## Data records

PR #9090, opened 2023-12-19
Cleanup scoped_ptr in src/common/dns_utils.cpp

### LINKED ISSUE #8732: Idea: use std::unique_ptr deleter to support custom destructor in custom smart pointer in dns_utils?
There is this line with a TODO:
https://github.com/monero-project/monero/blob/9489586add5116a48039616140bb7267b16ba7b1/src/common/dns_utils.cpp#L198

std::unique_ptr supports a custom deleter, but I am not sure if this fits all requirements.

0xFFFC0000:
* No need for entire new class (Fix #8732).
	* Fix stdint.h header include in contrib/epee/include/net/http_base.h.

Fix #8732

### DIFF
--- a/src/common/dns_utils.cpp
+++ b/src/common/dns_utils.cpp
@@ -28,6 +28,7 @@
 
 #include "common/dns_utils.h"
 // check local first (in the event of static or in-source compilation of libunbound)
+#include "misc_language.h"
 #include "unbound.h"
 
 #include <deque>
@@ -195,36 +196,7 @@ boost::optional<std::string> tlsa_to_string(const char* src, size_t len)
     return boost::none;
   return std::string(src, len);
 }
-
-// custom smart pointer.
-// TODO: see if std::auto_ptr and the like support custom destructors
-template<typename type, void (*freefunc)(type*)>
-class scoped_ptr
-{
-public:
-  scoped_ptr():
-    ptr(nullptr)
-  {
-  }
-  scoped_ptr(type *p):
-    ptr(p)
-  {
-  }
-  ~scoped_ptr()
-  {
-    freefunc(ptr);
-  }
-  operator type *() { return ptr; }
-  type **operator &() { return &ptr; }
-  type *operator->() { return ptr; }
-  operator const type*() const { return &ptr; }
-
-private:
-  type* ptr;
-};
-
-typedef class scoped_ptr<ub_result,ub_resolve_free> ub_result_ptr;
-
+  
 struct DNSResolverData
 {
   ub_ctx* m_ub_context;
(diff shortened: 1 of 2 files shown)


0xFFFC0000:
Fail from `ci/gh-actions/depends / x86_64 Freebsd (pull_request) `  :

`curl: (22) The requested URL returned error: 404 Not Found`

selsta:
@0xFFFC0000 the source code is hosted on getmonero which currently has an expired cert, should resolve itself later today

src/common/dns_utils.cpp
```diff
@@ -327,10 +299,14 @@ std::vector<std::string> DNSResolver::get_record(const std::string& url, int rec
...
-
-  // destructor takes care of cleanup
-  ub_result_ptr result;
-
+  
+  ub_result *result;
+  // Make sure we are cleaning after result.
+  epee::misc_utils::auto_scope_leave_caller scope_exit_handler =
+    epee::misc_utils::create_scope_leave_handler([&](){
+    ub_resolve_free(result);
```
vtnerd, line 307: Should a `nullptr` check be added here?

vtnerd (approved):

src/common/dns_utils.cpp
vtnerd: I guess it always worked before, so probably not.

0xFFFC0000: Good catch @vtnerd . 

To be honest, I thought about adding a simple nullptr check, but I didn't want to make any semantical changes to the code.

src/common/dns_utils.cpp
```diff
@@ -327,10 +299,14 @@ std::vector<std::string> DNSResolver::get_record(const std::string& url, int rec
...
   dnssec_available = false;
   dnssec_valid = false;
-
-  // destructor takes care of cleanup
-  ub_result_ptr result;
-
+  
+  ub_result *result;
+  // Make sure we are cleaning after result.
+  epee::misc_utils::auto_scope_leave_caller scope_exit_handler =
```
jeffro256, line 305: Why not combine these into a `std::unique_ptr` with a custom deleter?

0xFFFC0000: No easy way of handling `**` argument via `unique_ptr` [1]. The `result` is used as parameter [2].


1. https://stackoverflow.com/a/24543176
2. https://github.com/monero-project/monero/pull/9090/files/430b102aef0151820a27eafe232afa40ba8e3d8f#diff-ed01ce7362fc3c2d5c7adc0a0be9742bbc6c7558825914f6a2d288b1e0f552fcR313

src/common/dns_utils.cpp
0xFFFC0000: I am resolving this conversation. Please feel free to reopen this comment.

jeffro256 (approved):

## Activity
Reproduce the listing above exactly.

## Task answer
PR #9090, opened 2023-12-19
Cleanup scoped_ptr in src/common/dns_utils.cpp

### LINKED ISSUE #8732: Idea: use std::unique_ptr deleter to support custom destructor in custom smart pointer in dns_utils?
There is this line with a TODO:
https://github.com/monero-project/monero/blob/9489586add5116a48039616140bb7267b16ba7b1/src/common/dns_utils.cpp#L198

std::unique_ptr supports a custom deleter, but I am not sure if this fits all requirements.

0xFFFC0000:
* No need for entire new class (Fix #8732).
	* Fix stdint.h header include in contrib/epee/include/net/http_base.h.

Fix #8732

### DIFF
--- a/src/common/dns_utils.cpp
+++ b/src/common/dns_utils.cpp
@@ -28,6 +28,7 @@
 
 #include "common/dns_utils.h"
 // check local first (in the event of static or in-source compilation of libunbound)
+#include "misc_language.h"
 #include "unbound.h"
 
 #include <deque>
@@ -195,36 +196,7 @@ boost::optional<std::string> tlsa_to_string(const char* src, size_t len)
     return boost::none;
   return std::string(src, len);
 }
-
-// custom smart pointer.
-// TODO: see if std::auto_ptr and the like support custom destructors
-template<typename type, void (*freefunc)(type*)>
-class scoped_ptr
-{
-public:
-  scoped_ptr():
-    ptr(nullptr)
-  {
-  }
-  scoped_ptr(type *p):
-    ptr(p)
-  {
-  }
-  ~scoped_ptr()
-  {
-    freefunc(ptr);
-  }
-  operator type *() { return ptr; }
-  type **operator &() { return &ptr; }
-  type *operator->() { return ptr; }
-  operator const type*() const { return &ptr; }
-
-private:
-  type* ptr;
-};
-
-typedef class scoped_ptr<ub_result,ub_resolve_free> ub_result_ptr;
-
+  
 struct DNSResolverData
 {
   ub_ctx* m_ub_context;
(diff shortened: 1 of 2 files shown)


0xFFFC0000:
Fail from `ci/gh-actions/depends / x86_64 Freebsd (pull_request) `  :

`curl: (22) The requested URL returned error: 404 Not Found`

selsta:
@0xFFFC0000 the source code is hosted on getmonero which currently has an expired cert, should resolve itself later today

src/common/dns_utils.cpp
```diff
@@ -327,10 +299,14 @@ std::vector<std::string> DNSResolver::get_record(const std::string& url, int rec
...
-
-  // destructor takes care of cleanup
-  ub_result_ptr result;
-
+  
+  ub_result *result;
+  // Make sure we are cleaning after result.
+  epee::misc_utils::auto_scope_leave_caller scope_exit_handler =
+    epee::misc_utils::create_scope_leave_handler([&](){
+    ub_resolve_free(result);
```
vtnerd, line 307: Should a `nullptr` check be added here?

vtnerd (approved):

src/common/dns_utils.cpp
vtnerd: I guess it always worked before, so probably not.

0xFFFC0000: Good catch @vtnerd . 

To be honest, I thought about adding a simple nullptr check, but I didn't want to make any semantical changes to the code.

src/common/dns_utils.cpp
```diff
@@ -327,10 +299,14 @@ std::vector<std::string> DNSResolver::get_record(const std::string& url, int rec
...
   dnssec_available = false;
   dnssec_valid = false;
-
-  // destructor takes care of cleanup
-  ub_result_ptr result;
-
+  
+  ub_result *result;
+  // Make sure we are cleaning after result.
+  epee::misc_utils::auto_scope_leave_caller scope_exit_handler =
```
jeffro256, line 305: Why not combine these into a `std::unique_ptr` with a custom deleter?

0xFFFC0000: No easy way of handling `**` argument via `unique_ptr` [1]. The `result` is used as parameter [2].


1. https://stackoverflow.com/a/24543176
2. https://github.com/monero-project/monero/pull/9090/files/430b102aef0151820a27eafe232afa40ba8e3d8f#diff-ed01ce7362fc3c2d5c7adc0a0be9742bbc6c7558825914f6a2d288b1e0f552fcR313

src/common/dns_utils.cpp
0xFFFC0000: I am resolving this conversation. Please feel free to reopen this comment.

jeffro256 (approved):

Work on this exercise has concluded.